Several methods have been proposed for the analysis of BA, such as spectrophotometry (Wu and Li 1998), high-performance liquid chromatography (HPLC) (Jin et al. 2007), pyrolysis mass spectrometry (PyMS) (Kim and Liu 2009), electrochemistry (Li 2006; Zhao et al. 2003; Zhang et al. 2012; Tarkowská et al. 2003), etc. Among them, spectrophotometry is widely used in pesticide analysis owing to its simplicity and cheapness, but its sensitivity is not high enough for trace analysis. Although HPLC and PyMS methods have low detection limit and are very useful for the determination of trace BA in some complicated samples, they are at high cost and require costly instrument and skillful operators. Electrochemical technique offers advantages of sensitivity, selectivity, and mechanical stability, yet it is tedious and time consuming to fabricate functionalized electrodes. Hence, it is of great significance to develop a new, convenient, rapid, and sensitive method to detect a trace amount of BA.

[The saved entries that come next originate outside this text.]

PR #6355, opened 2021-12-22
Update termius

mcsitter:
Termius supports 2FA using TOTP. This is not stated in the documentation, but it is there. The documentation also links to the correct [url to change the 2FA settings](https://account.termius.com/).

### DIFF
--- a/entries/t/termius.com.json
+++ b/entries/t/termius.com.json
@@ -2,6 +2,7 @@
   "Termius": {
     "domain": "termius.com",
     "tfa": [
+      "totp",
       "custom-software"
     ],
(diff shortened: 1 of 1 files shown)


Carlgo11:
Since the page you're referring to requires authentication to view, please attach a screenshot of it so that we can verify TOTP is available.

mcsitter:
Happy to do so! Here you go. A screenshot of the 2FA setup page. You get there by clicking on "Two-factor Authentication" on the [account details page](https://account.termius.com/).

image

Carlgo11 (approved):
Thanks for the screenshot.
I've added Authy in the custom-software array to fix the build warning.

phallobst (approved):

Resonance Rayleigh scattering (RRS), second order scattering (SOS), and frequency double scattering (FDS) spectra have been paid more and more attention due to their convenience, simplicity, and high sensitivity. As reliable analytical techniques, they have been widely applied for the determination of metal ions (Kong et al. 2011; Fu et al. 2012; Jiang, et al 2009), protease (Cai et al. 2011), pharmaceutics (Chen et al. 2010, 2014), viruses (Zou et al. 2012), and so on. In recent years, it also has been used to the analysis of hazardous substances in various food and environmental samples (Song et al. 2011; Zhu et al. 2014; Luo et al. 2014; Lin et al. 2013). In addition, with the development of nanotechnology, analyzing aggregation systems at the nanogram level (Jiang et al. 2006, 2008; Xu et al. 2012) in the RRS technique have been an obvious attraction for many researchers.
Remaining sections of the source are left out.